Using a pyenv virtual env then exporting LOCALPYTHON env var
Yes, the problem is it's still really hidden (the error, I mean)
Yes I take the export statements from my bash script of the task
I guess it makes no sense because of the steps a clearml-agent works...
I also thought about going to pip
mode but not all packages are detected from our poetry.lock file unfortunately so cannot do that.
I literrally connected to it at runtime, and ran poetry install -n
and it worked
I see it's running inside 3.9, so I assume it's correct
I am currently trying with a new dummy repo and I iterate over the dependencies of the pyproject.toml.
You can theoretically do that in the docker init bash script that will be executed before the task is cloned and run
the autoscaler always uses docker mode
CostlyOstrich36 SuccessfulKoala55 I tried with dummy repo. Using Python and stripe packages ONLY in the pyproject.toml
Here is my result (still failing) :
Poetry Enabled: Ignoring requested python packages, using repository poetry lock file!
Creating virtualenv debug in /root/.clearml/venvs-builds/3.9/task_repository/clearmldebug.git/.venv
Using virtualenv: /root/.clearml/venvs-builds/3.9/task_repository/clearmldebug.git/.venv
Installing dependencies from lock file
Finding the necessary packages for the current system
Package operations: 6 installs, 0 updates, 0 removals
failed installing poetry requirements: Command '['poetry', 'install', '-n', '-v']' returned non-zero exit status 1.
Ignoring pip: markers 'python_version >= "3.10"' don't match your environment
The autoscaler just runs it on an AWS instance, inside a docker container - there's no difference from running it yourself inside a docker container - did you try running it inside a docker container as well?
How to make sure that the python version is correct?
Because I was ssh-ing to it before the fail. When poetry fails, it installs everything using PIP
SuccessfulRaven86 , did you install poetry inside the EC2 instance or inside the docker? Basically, where do you put the poetry installation bash script - in the 'init script' section of the autoscaler or on the task's 'setup shell script' in execution tab (This is basically the script that runs inside the docker)
It sounds like you're installing poetry on the ec2 instance itself but the experiment runs inside a docker container
This is really extremely hard to debug. I am thinking to create another repo and iterate on the packages to hopefully find the problem, but it will take ages.
I tried too. I do not have more logs inside the ClearML agent 😞
Yes should be correct. Inside the bash script of the task.
into the same docker container running the task?
When the task finally failed, I was kicked of from the container
SuccessfulRaven86 can you try with -vvv
instead of -v
?
CostlyOstrich36 poetry is installed as part of the bash script of the task.
The init script of the AWS autoscaler only contains three export variables I set.
Is it a bug inside the AWS autoscaler??
Yes indeed, but what about the possibility to do the clone/poetry installation ourself in the init bash script of the task?

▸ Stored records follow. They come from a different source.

PR #245, opened 2021-06-28
Translation Brazilian Portuguese

lucraraujo:


po/pt-br.po
```diff
@@ -0,0 +1,163 @@
+# Tradução para português brasileiro do spot.
+# Copyright (C) YEAR THE PACKAGE'S COPYRIGHT HOLDER
```
ondras12345, line 2:
```suggestion
# Copyright (C) 2021 THE spot'S COPYRIGHT HOLDER
```
I _think_ this should look like this, see `en.po`:
https://github.com/xou816/spot/blob/108e27abddb5dbbcde24dfde001d39f192622e6c/po/en.po#L2

ondras12345:
Great!
I will test this as soon as @xou816 approves running the `spot-snapshots` workflow.

po/pt-br.po
```diff
@@ -0,0 +1,163 @@
...
+#: src/app/components/selection/selection_heading.rs:74 src/window.ui.in:26
+msgid "No song selected"
+msgstr "Nenhuma música selecionada"
+
+#. translators: This is part of a larger text that says "<n> songs selected" when in selection mode. This text should be as short as possible.
+#: src/app/components/selection/selection_heading.rs:88
+msgid "song selected"
+msgid_plural "songs selected"
+msgstr[0] "música selecionada"
+msgstr[1] "Músicas selecionadas"
```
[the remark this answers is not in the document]
xou816: absolutely :) 

> This is part of a larger text that says "<n> songs selected" when in selection mode. This text should be as short as possible.

I should migrate this kind of label so that they work like msgid="Add to {}"

xou816:
Thank you lucraraujo and as always with translations, ondras! :) Workflow should run

ondras12345:
Screenshot from 2021-06-28 23-10-58
Seems to work just fine

po/LINGUAS
```diff
@@ -1 +1 @@
-en ru fr nl de ca cs pl es pt tr id
+en ru fr nl de ca cs pl es pt tr id pt-br
```
ondras12345, line 1:
```suggestion
en ru fr nl de ca cs pl es pt tr id pt_BR
```
I hope this will fix it.

ondras12345:
The file needs to be renamed from `po/pt-br.po` to `po/pt_BR.po`.

ondras12345:
Ok, now it works.

Screenshot from 2021-06-29 14-47-13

How is it still up is the task failed?
SuccessfulKoala55 Do you think it is possible to ask to run docker mode in the aws autoscaler, and add the cloning and installation inside the init bash script of the task?
And I just tried with Python 3.8 (default version of the image) and it still fails.
Poetry Enabled: Ignoring requested python packages, using repository poetry lock file!
Creating virtualenv debug in /root/.clearml/venvs-builds/3.8/task_repository/clearmldebug.git/.venv
Using virtualenv: /root/.clearml/venvs-builds/3.8/task_repository/clearmldebug.git/.venv
2023-04-18 15:03:52
Installing dependencies from lock file
Finding the necessary packages for the current system
Package operations: 6 installs, 0 updates, 0 removals
failed installing poetry requirements: Command '['poetry', 'install', '-n', '-v']' returned non-zero exit status 1.
SuccessfulRaven86 , to make things easier to debug, can you try running the agent locally?